(INSTRUCTIONS FOR THE TASK):
Which lines in the data below contain the word "prefer"? Return each of them.

╭─ RECORDS PROVIDED

PR #1293, opened 2019-01-27
Use importlib in python3

asottile:


virtualenv.py
```diff
@@ -1185,26 +1185,55 @@ def change_prefix(filename, dst_prefix):
...
 
 
-def copy_required_modules(dst_prefix, symlink):
-    import warnings
+if sys.version_info < (3, 4):
+    import imp
+
+    def find_module_filename(modname):
+        try:
+            f, filename, _ = imp.find_module(modname)
```
gaborbernat: I would prefer a more verbose name than f, maybe ``file_handler``?

virtualenv.py
```diff
@@ -1185,26 +1185,55 @@ def change_prefix(filename, dst_prefix):
     assert False, "Filename {} does not start with any of these prefixes: {}".format(filename, prefixes)
 
 
-def copy_required_modules(dst_prefix, symlink):
-    import warnings
+if sys.version_info < (3, 4):
```
gaborbernat: I'm not a big fan of this kind of global switch, think to put the if within the function makes it easier to read.

virtualenv.py
```diff
@@ -1185,26 +1185,55 @@ def change_prefix(filename, dst_prefix):
...
+                return None
+            else:
+                return importlib.util.spec_from_loader(modname, loader)
+
+    else:
+        find_spec = importlib.util.find_spec
+
+    def find_module_filename(modname):
+        spec = importlib.util.find_spec(modname)
+        # on pypy3, some builtin modules havae a bogus build-time file path
```
gaborbernat: a typo here

virtualenv.py
```diff
@@ -1185,26 +1185,55 @@ def change_prefix(filename, dst_prefix):
...
+        if spec is None or not os.path.exists(spec.origin):
+            return None
+        elif os.path.basename(spec.origin) == "__init__.py":
```
gaborbernat: I would prefer here to set filename as spec.origin and have an if to fix up when it's just ``__init__.py`` 🤔

virtualenv.py
gaborbernat: would prefer to have some pypy issue linked to these bogus claims 🤔

asottile:
in pypy3 this ~slightly changes which modules are symlinked -- for instance, `abc.py` gets symlinked from `lib-python`, however as far as I can tell it s unused.  `imp.find_module(...)` returns that path, but the importlib machinery returns a file path that appears to be from build-time of pypy (I think this implies, or at least it does to me, that the code for `abc.py` is baked into the interpreter?)

virtualenv.py
gaborbernat: can it be non py ending? (pyc, .class (jython), etc?)

gaborbernat:
> in pypy3 this ~slightly changes which modules are symlinked -- for instance, abc.py gets symlinked from lib-python, however as far as I can tell it s unused. imp.find_module(...) returns that path, but the importlib machinery returns a file path that appears to be from build-time of pypy (I think this implies, or at least it does to me, that the code for abc.py is baked into the interpreter?)

I agree with your intuition here. Let's open a pypy issue to clarify 100%.

virtualenv.py
asottile: this is existing code -- I just moved it

gaborbernat: Indeed, :-D if you don't mind changing it though that would be great.

virtualenv.py
asottile: unclear how jython will implement this since jython is stuck in python2.x -- should always be `.py` as far as I know as well (it's a SourceFileLoader)

virtualenv.py
asottile: I can if you want, but then it won't preserve blame:

```
$ git blame -w -M3 virtualenv.py | grep 'f, filename'
d777eb63 virtualenv.py     (Antonio Cuni           2010-06-30 14:57:52 +0200 1193)             f, filename, _ = imp.find_module(modname)
```

virtualenv.py
gaborbernat: Might be so with servers and other high-performance code that calls the function multiple times, but here we're talking a process that 99% of the time loads module, executes and finishes. I think through such global ifs make the code hard to read and make you redefine the function header multiple time, which is error-prone and extra maintenance needed. We're talking either way about an import (a dictionary lookup, once already loaded), and an if check. Worrying about this here feels very much pre-mature optimization.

╰─

(RESPONSE BOX):
gaborbernat: I would prefer a more verbose name than f, maybe ``file_handler``?
gaborbernat: I would prefer here to set filename as spec.origin and have an if to fix up when it's just ``__init__.py`` 🤔
gaborbernat: would prefer to have some pypy issue linked to these bogus claims 🤔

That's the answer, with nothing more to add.